— Уйдите… к черту!.. Жрите… все, что хотите… Без нас обойдемся. — И визгливо тянул: — Пра-а-порщик!..
— Слушаю, — сказал прапорщик. — Вы что ищете?
— Прорвемся… Я говорю — прорвемся!..
— Ясно. Всего хватает.
Капитан пошел в свое купе, бормоча на ходу:
— А… Земля здесь вот… за окнами… она нас… проклинает, а?..
— Что вы глисту тянете? Не люблю. Короче!
— Мы, прапорщик, трупы… завтрашнего дня. И я, и вы, и все в поезде — прах… Сегодня мы закопали челоовека, а завтра… для нас лопата… да.
— Лечиться надо.
Капитан подошел к Обабу и, быстро впивая в себя воздух, прошептал:
— Сталь не лечат, переливать надо… Это ту… движется если… работает… А если заржавела?.. Я всю жизнь, на всю жизнь убежден был в чем-то, а?.. Ошибся, оказывается… Ошибку хорошо при смерти… А мне тридцать ле-ет, Обаб. Тридцать, и у меня невеста Варенька… И ногти у нее розовые, Обаб…

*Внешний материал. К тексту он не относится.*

PR #185, opened 2023-12-14
collate seealso fields

chlebowa:
Moved all seealso tags that are used in the qenv page to the qenv.R file so that the field is neatly fit into a single line.


R/qenv-constructor.R
```diff
@@ -47,7 +47,7 @@ qenv <- function() {
 #' @aliases new_qenv,environment,missing-method
 #' @aliases new_qenv,missing,missing-method
 #'
-#' @seealso [`get_var()`], [`get_warnings()`], [`join()`], [`concat()`]
+#' @seealso [`base::within()`], [`get_var()`], [`get_warnings()`], [`join()`], [`concat()`]
```
averissimo, line 50: The backticks are not necessary for function calls. They generate the same exact documentation

```suggestion
#' @seealso [base::within()], [get_var()], [get_warnings()], [join()], [concat()]
```

averissimo (approved):
Looks good. 1 comment that is optional.

R/qenv-constructor.R
chlebowa: Neat but I will keep the backticks in case I forget the parentheses at some point.

PR #186, opened 2023-12-14
94 `get_var` `inherits = FALSE`

### LINKED ISSUE #94: rethink get with inherits = TRUE
By mistake in https://github.com/insightsengineering/teal.code/issues/93 I subset q instead of a variable and find out another interesting thing.
We could use [[ in the recursive manner now:

```
qq <- teal.code::new_qenv() 
ls(qq@env) # is empty
# we get functions from lower environments
qq[["plot"]]
qq[["list.files"]]
```

It comes from the https://github.com/insightsengineering/teal.code/blob/f9f8cf9d0a4882f54d3a40faaa295979a654ca95/R/qenv-get_var.R#L23 where we use get instead of mget (or the inherits = TRUE). It is not a problem for me but an interesting functionality.

@gogonzo

chlebowa:
Closes #94 
Added `inherits = FALSE` to `get` call in `get_var`.
Added unit tests.

### DIFF
--- a/tests/testthat/test-qenv_get_var.R
+++ b/tests/testthat/test-qenv_get_var.R
@@ -24,3 +24,15 @@ testthat::test_that("get_var and `[[` return NULL if object not in qenv environm
   testthat::expect_null(q[["w"]])
   testthat::expect_message(q[["w"]], "object 'w' not found")
 })
+
+testthat::test_that("get_var and `[[` only returns objects from qenv, not parent environment(s)", {
+  q <- qenv()
+
+  testthat::expect_null(get_var(q, "iris"))
+  testthat::expect_null(q[["iris"]])
+
+  qq <- within(q, iris <- head(iris))
+
+  testthat::expect_s3_class(get_var(qq, "iris"), "data.frame")
+  testthat::expect_identical(dim(get_var(qq, "iris")), c(6L, 5L))
+})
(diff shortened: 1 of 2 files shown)


chlebowa:
Questions: 
1. Should `get_var` return `NULL` or raise error when variable does not exist? Currently prints message and returns `NULL`.
2. Should we remove `get_var` altogether as per [this comment](https://github.com/insightsengineering/teal.code/issues/94#issuecomment-1313766307)? May require a separate issue.

tests/testthat/test-qenv_get_var.R
```diff
@@ -24,3 +24,15 @@ testthat::test_that("get_var and `[[` return NULL if object not in qenv environm
...
+  q <- qenv()
+
+  testthat::expect_null(get_var(q, "iris"))
+  testthat::expect_null(q[["iris"]])
+
+  qq <- within(q, iris <- head(iris))
+
+  testthat::expect_s3_class(get_var(qq, "iris"), "data.frame")
+  testthat::expect_identical(dim(get_var(qq, "iris")), c(6L, 5L))
+})
```
gogonzo, line 38: I think these are two separate tests:
1. not accessing variables from parent envs
2. prioritizing this env over parents

However, I find second one irrelevant. As it is obvious that objects in this environments are accessible by `get_var` - expecialy that there is no other environments in the scope.

```suggestion
testthat::test_that("get_var and `[[` does not return objects from parent environments(s)", {
  q <- qenv()

  testthat::expect_null(get_var(q, "iris"))
  testthat::expect_null(q[["iris"]])
})

testthat::test_that("????", {
  q <- within(qenv(), iris <- head(iris))
  testthat::expect_identical(get_var(q, "iris"), head(iris))
})
```

chlebowa: Fair enough, removed.

gogonzo (approved):

PR #187, opened 2023-12-15
175 ls(qenv)

### LINKED ISSUE #175: [Feature Request]: Method to list names of the objects in `@env`.
### Feature description

We need a method to get names from @env to not force users to get directly from the slot `ls(<qenv>@env)`. Ideally we would like to use `ls(<qenv>)` or `objects(<qenv>)` but these functions are not registered generics in base.
### Code of Conduct

- [X] I agree to follow this project's Code of Conduct.

### Contribution Guidelines

- [X] I agree to follow this project's Contribution Guidelines.

### Security Policy

- [X] I agree to follow this project's Security Policy.

m7pr:
Close #175


R/qenv-get_env.R
```diff
@@ -0,0 +1,32 @@
+#' Extract Environment Included in `qenv`
+#'
+#' The extraction of environment included in `qenv@env` allows to list object names included in `qenv@env` slot.
+#'
+#' @param object (`qenv`)
+#'
+#' @return A `character` vector with names of objects.
```
pawelru, line 7: nope

NAMESPACE
```diff
@@ -7,6 +7,7 @@ export(concat)
 export(dev_suppress)
 export(eval_code)
 export(get_code)
+export(get_env)
```
pawelru, line 10: Please add news entry. It's a prominent change

R/qenv-get_env.R
```diff
@@ -0,0 +1,32 @@
+#' Extract Environment Included in `qenv`
+#'
+#' The extraction of environment included in `qenv@env` allows to list object names included in `qenv@env` slot.
```
pawelru, line 3: - "Access"? An "extract" feels too complicated to me.
- (...) allows to **e.g.** list object names

R/qenv-get_env.R
m7pr: I wrote a documentation for ls() and then decided to leave it as get_env : D 4e8aa987d279ce694b657eb5ee212191f7f440fb thanks - fixed

NAMESPACE
m7pr: cc8bcc227bc2a6a804974aec90e4bebcf8588c45

R/qenv-get_env.R
m7pr: Access is fine :)
5d32b50c44b845d84975a1a808f182a3f9eab67a

NEWS.md
```diff
@@ -10,6 +10,7 @@
 * The `@code` field in the `qenv` class now holds `character`, not `expression`.
 * The `get_code` method  returns a single concatenated string of the code.
 * Added `within` support for `qenv.error` class.
+* Added `get_env,teal_data` method that allows to extract environment stored in `teal_data@env` slot.
```
pawelru, line 13: the term "teal_data" is unknown in the context of `teal.code` (it's in teal.data). Looking at the above entries we can skip class name to keep it simpler.

m7pr: a91bcc25bd936ff33f332403fab0cd7beb160a39

pawelru (approved):
This is good from my perspective and I like the approach for exposing slot for further use.
Please just raise awareness of this within the team as there is a conflicting PR.

pawelru:
I like this that much that I would even go with this to the README and vignettes. Please just make sure to align what's printed to avoid e.g. the following
```
qenv_2
#> <environment: 0x00000135b544cfe8> [L]
#> Parent: <environment: package:teal.code>
#> Bindings:
#> • x: <dbl> [L]
#> • y: <dbl> [L]
#> • z: <dbl> [L]

get_env(qenv_2)
<some other hash printed>
```

m7pr:
>This is good from my perspective and I like the approach for exposing slot for further use.
> Please just raise awareness of this within the team as there is a conflicting PR.

Just marked this solution in here https://github.com/insightsengineering/teal/pull/1004#discussion_r1427716753

m7pr:
@pawelru 

> Please just make sure to align what's printed to avoid e.g. the following

What exactly we should avoid? Printing `qenv` at all or what do you mean?

chlebowa:
I think @pawelru wanted to make sure the same env hash is printed but that is a given because `get_env` just takes the env from the slot and returns it as is.

m7pr:
Yeah, this crossed my mind but just wanted to double check

m7pr:
I think this might be an overkill. So `qenv` has a `show` method (that works as a print for S4 objects) that is implemented as

```r
setMethod("show", "qenv", function(object) {
  rlang::env_print(object@env)
})
```

So for `qenv` we basically have a nice way of printing what's in `qenv@env`. And now we have a `get_env` for which we would like to get another nice print? So `get_env` should return an object of `some class` for which we would use `rlang::env_print(` for it's print or show methods. I think that is too much.

chlebowa:
I believe `get_env` should return an environment (which it does) and there is a built-in method to print that. I wouldn't change anything else here.

m7pr:
Amazing, I did extend README and vignettes. Examples in README did not work as `qenv()` does not allow to specify any arguments anymore so it's great we had a chance to test :)

PR #622, opened 2024-01-11
feat(form): Parse URI field into parameters

lordrip:
### Context
This commit adds a helper to parse a URI string into individual parameters.

### How it works
Considering the following `URI`
```
uri: 'timer:timer-1?period=50.75&delay=5,00&synchronous=true',
```

and using the following `syntax`
```
syntax: 'timer:timerName',
```

the result is an object like the following:       
```
{ timerName: 'timer-1', period: 50.75, delay: '5,00', synchronous: true },
```

### Notes
This functionality is not yet connected to the form, this will be done in an upcoming pull request.

fix: https://github.com/KaotoIO/kaoto-next/issues/296


packages/ui/src/utils/camel-uri-helper.test.ts
```diff
@@ -0,0 +1,77 @@
...
+      [{ uri: {} }, undefined],
+      ['a string', 'a string'],
+      [{ uri: 'a string' }, 'a string'],
+    ])('should return `%s` for `%s`', (value, expected) => {
+      expect(CamelUriHelper.getUriString(value)).toBe(expected);
+    });
+  });
+
+  describe('uriSyntaxToParameters', () => {
+    it.each([
```
lordrip, line 25: @apupier the following test is defined using 3 keys, `syntax`, `uri`, and `result`.

We can read it as for a given `uri`, using a `syntax`, we get this object in `result`.

packages/ui/src/utils/camel-uri-helper.ts
```diff
@@ -0,0 +1,79 @@
+import get from 'lodash.get';
+import { getParsedValue } from './get-parsed-value';
+
+/**
+ * Helper class for working with Camel URIs
+ */
+export class CamelUriHelper {
+  private static readonly URI_SEPARATORS_REGEX = /:|(\/\/)|\//g;
```
lordrip, line 8: This `RegExp` targets `:` or `//` or `/` as common separators.

igarashitm (approved):

apupier (approved):

PR #625, opened 2024-01-12
fix(619): Update onClose event handler in ExpressionModalLauncher

tplevko:
fixes https://github.com/KaotoIO/kaoto-next/issues/619


lordrip (approved):
Nice catch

Тупые, как носок американского сапога, мысли Обаба разошлись в стороны. Он отстал, вернулся к себе, взял папироску и тут, не куря еще, начал плевать — сначала на пол, потом в закрытое окно, в стены и на одеяло, и когда во рту пересохло, сел на кровать и мутно воззрился на мокрый, живой сверточек, пищавший на полу.
— Глиста!..
На рассвете капитан вбежал в купе Обаба.
Обаб лежал вниз лицом, подняв плечи, словно прикрывая ими голову.
— Послушайте, — нерешительно сказал капитан, потянув Обаба за рукав.
Обаб повернулся, поспешно убирая спину.
— Стреляют? Партизаны?
— Да нет… Послушайте!..
Веки у Обаба были вздутые и влажные от духоты, и мутно глядели глаза, похожие на прорехи в платье.
— Но нет мне разве места… в людях, Обаб?.. Поймите… я письмо хочу… получить. Из дому, ну!..
Обаб сипло сказал:
— Спать надо, отстаньте!
— Я хочу… получить из дому… А мне не пишут!.. Я ничего не знаю. Напишите хоть вы мне его, прапорщик!.. — Капитан стыдливо хихикнул. — А… Незаметно этак, бывает… а…
Обаб вскочил, натянул дрожащими руками большие сапоги, а затем хрипло закричал:
— Вы мне по службе — да! А так мне говорить не смей! У меня у самого… в Барнаульском уезде…
Прапорщик вытянулся, как на параде.
— Орудия, может, не чищены? Может, приказать? Солдаты пьяны, а тут ты… Не имеешь права!
Он замахал руками и, подбирая живот, говорил:
— Какое до тебя мне дело? Не желаю я жалеть тебя, не желаю!
— Тоска, прапорщик… А вы… все-таки человек!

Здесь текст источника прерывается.